Which leads to the thought that maybe a completely failure-free system is not something we should strive for. After all, in a completely failure-free system, nobody would ever get enough experience groping around the edge of the envelope to learn how to intuit where the other edges are. All they'd have is "here there be Dragons!" warnings from the past, which would become less compelling the farther into the past they come from. People are quick to discount warnings that contrast with their personal experience, and if your experience is that the System never fails, it's not hard to imagine people starting to believe that the System cannot fail. Which is fine, until it does fail, and nobody has any idea what to do to fix it.

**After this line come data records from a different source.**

PR #2570, opened 2022-02-26
Webxdc keep dom storage

Simon-Laux:
- [X] clear webxdc data on account removal
- [X] option in settings to clear webxdc data for account
- ~~[ ] clear webxdc data when message is deleted (and also close the webxdc window if its still open)~~ moved to its own issue: #2630
- [x] rebase this pr

related: https://github.com/deltachat/deltachat-android/pull/2221

### DIFF
--- a/CHANGELOG.md
+++ b/CHANGELOG.md
@@ -2,6 +2,8 @@
 
 ## [Unreleased][unreleased]
 
+### Added
+- webxdc content now has access to persistent DOMStorage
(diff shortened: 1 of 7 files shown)


adbenitez:
I don't think this is necessary for a 1.28 release, Android released 1.28 without this, so unless this is something you can do quickly it is better to ship 1.28 and not to block release due to this PR

PR #2575, opened 2022-03-03
upgrade to electron version 14

Simon-Laux:
this is the oldest currently supported version of electron, electron 13 is deprecated.

the next versions of electron need a newer nodejs version﻿


Jikstra:
Do we wanna upgrade electron for the next release? And only to 14 or to a newer version?

Simon-Laux:
that's the question, but I think it makes sense

PR #2576, opened 2022-03-03
Set enterKeySends to true in default config

flipsimon:


Simon-Laux (approved):

r10s:
this change easily results in messages being sent while  (a) one  just thinks one enters a linefeed or (b) one thinks one is in draft mode.

there may be different expectations for the new-line-thingie, _Alice_ may think of a Messenger (enter-sends) and _Bob_ may think of a email-client (enter-is-newline), however, the possible harm when the default is not aligned with the expectation are not equal:

- for Alice, the message would not be sent but a new line is entered. Alice has to click the "send" button to continue and maybe change a default. **nothing bad has happen.**

- for Bob, the message starting with "fuck you, boss!" is just send while he maybe expected to be in draft mode, maybe he wants to enter a newline, maye he hit enter accidentially instead of backspace. whatever, **bad things has happened.**

even if the enter-defaults-to-send is true for _all_ other messengers (i do not think so, and digging deeper, there are also lots of discussions around that):

- we advertise Delta also as a email-app, so newlines play quite a role and the situation is different from irc and other messenger-only apps.
if you think, many ppl will change the default, maybe consider making the option in the settings more prominent, we could move them up to "Communication" eg.

so, my advice would be to leave the default as it was before :)

EDIT: in background discussions, these points are widely shared, however, these answer did not make it here ;) idea is to revert the change and maybe guide ppl better to change the option.

PR #2577, opened 2022-03-03
backend strict typescript

Simon-Laux:
- enable strict types for backend
- remove `state`, `translate` and `localeData` from `ExtendedAppMainProcess`
- remove not existing function from typedef
- log unhandled errors and rejections in frontend

- [x] reference new dc-node version with https://github.com/deltachat/deltachat-node/pull/540 merged


src/main/desktop_settings.ts
```diff
@@ -0,0 +1,73 @@
...
+        saved.lastAccount = undefined
+      }
+    } catch (error) {
+      log.debug(error)
+      log.info('Missing configuration file. Using default values.')
+    }
+    this.inner_state = Object.assign(default_state, saved)
+  }
+
+  mutate(state: Partial<DesktopSettingsType>) {
```
Jikstra, line 44: Not too happy about mutate, would prefer a simple update/set.

Simon-Laux: just naming?

PR #2603, opened 2022-03-11
Always mark messages as seen if user requests them to display

Jikstra:


src/main/deltachat/messagelist.ts
```diff
@@ -198,23 +198,23 @@ export default class DCMessageList extends SplitOut {
...
-        if (
-          getDirection(message) === 'incoming' &&
-          message.state !== C.DC_STATE_IN_SEEN
-        ) {
-          markMessagesRead.push(messageId)
+        // mark messages read triggers various mechanics in the core
+        // and should always be triggered if the user displays those
+        // messages on the screen.
+        if (getDirection(message) === 'incoming') {
+          markMessagesSeen.push(messageId)
```
Simon-Laux, line 205: I don't like this logic in the backend, also could this be responsible for the new startup lag?

link2xt: It's probably fast as there is no additional database query, but even checking direction is unnecessary. It's completely ok to just call markSeenMessages for all messages displayed, including outgoing.

link2xt (approved):

Simon-Laux:
changelog entry needed?

Jikstra:
> changelog entry needed? if this fixes a bug that should be mentioned in the changelog.

Not really, doesn't change a thing an user would notice

PR #2607, opened 2022-03-11
New design for videochat instance dialog with disable, jitsi and cust…

flipsimon:
…om options

Default is still that the option is turned off. Just the design changes.

The plan is to add some cool providers of jitsi servers to the list soon. @cyBerta already wrote to a few of them and asked.
image
image
image

### DIFF
--- a/CHANGELOG.md
+++ b/CHANGELOG.md
@@ -4,6 +4,7 @@
 
 ### Changed
 - exclude more unused files from installation package
+- Improved videochat instance dialog
 
 ## [1.27.1] - 2022-03-10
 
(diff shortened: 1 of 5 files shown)


Simon-Laux:
the "new design" expectations somehow set my expectations very high, but I think its already a good step.
we can improve it when we tackle improving the settings ui as a whole.
/me dislikes the current skinny and long settings dialog

flipsimon:
Yes you're right - design might be a bit far fetched :D
We had a planning session on the new settings design here in Cuba and I wanted to start working on it tomorrow. It will definitely not be that skinny and long anymore ;)

Jikstra:
Come on, we use new design for far less :D

Simon-Laux (approved):

Issue #2610, opened 2022-03-12
Warning: validateDOMNesting(...): <div> cannot appear as a descendant of <p>


Jikstra:
```
Warning: validateDOMNesting(...): <div> cannot appear as a descendant of <p>.
    at div
    at p
    at div
    at Message2 (file:///home/kerle/Coding/deltachat-desktop/html-dist/bundle.js:98145:13)
    at li
    at MessageWrapper
    at div
    at MessagePageComponent2 (file:///home/kerle/Coding/deltachat-desktop/html-dist/bundle.js:98879:5)
    at ul
    at div
    at import_react66.default.memo.areEqual2 (file:///home/kerle/Coding/deltachat-desktop/html-dist/bundle.js:98837:7)
    at MessageList (file:///home/kerle/Coding/deltachat-desktop/html-dist/bundle.js:98668:16)
    at RecoverableCrashScreen (file:///home/kerle/Coding/deltachat-desktop/html-dist/bundle.js:98966:7)
    at div
    at div
    at MessageListAndComposer (file:///home/kerle/Coding/deltachat-desktop/html-dist/bundle.js:99056:16)
    at RecoverableCrashScreen (file:///home/kerle/Coding/deltachat-desktop/html-dist/bundle.js:98966:7)
    at div
    at div
    at MainScreen (file:///home/kerle/Coding/deltachat-desktop/html-dist/bundle.js:100389:65)
    at div
    at ScreenController (file:///home/kerle/Coding/deltachat-desktop/html-dist/bundle.js:104310:7)
    at SettingsContextWrapper (file:///home/kerle/Coding/deltachat-desktop/html-dist/bundle.js:104632:37)
    at CrashScreen (file:///home/kerle/Coding/deltachat-desktop/html-dist/bundle.js:104530:7)
    at App (file:///home/kerle/Coding/deltachat-desktop/html-dist/bundle.js:104577:70)
```

PR #2611, opened 2022-03-12
Fix div is not allowed to be descendant of p

Jikstra:
Fixes https://github.com/deltachat/deltachat-desktop/issues/2610

### DIFF
--- a/scss/message/_message.scss
+++ b/scss/message/_message.scss
@@ -385,7 +385,7 @@
   text-align: center;
   margin: 26px 0px;
 
-  p {
+  .bubble {
     display: inline-block;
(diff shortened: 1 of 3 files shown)


scss/message/_message.scss
```diff
@@ -385,7 +385,7 @@
   text-align: center;
   margin: 26px 0px;
 
-  p {
+  .bubble {
```
Simon-Laux, line 388: have you made sure that `p` does not have behavior, that this class does not overwrites?

Jikstra: No but looks similiar enough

It's sort of the same thing that happened to the financial sector in the US. After the Crash of 1929 and the Great Depression, a whole set of legal and institutional safeguards were put in place to prevent those things from happening again. But as time passed and generations grew up that had not experienced those crises directly, people began to decry those safeguards as needless bureaucracy. Eventually enough people did so that most of the safeguards were stripped away; at which point the system promptly collapsed again.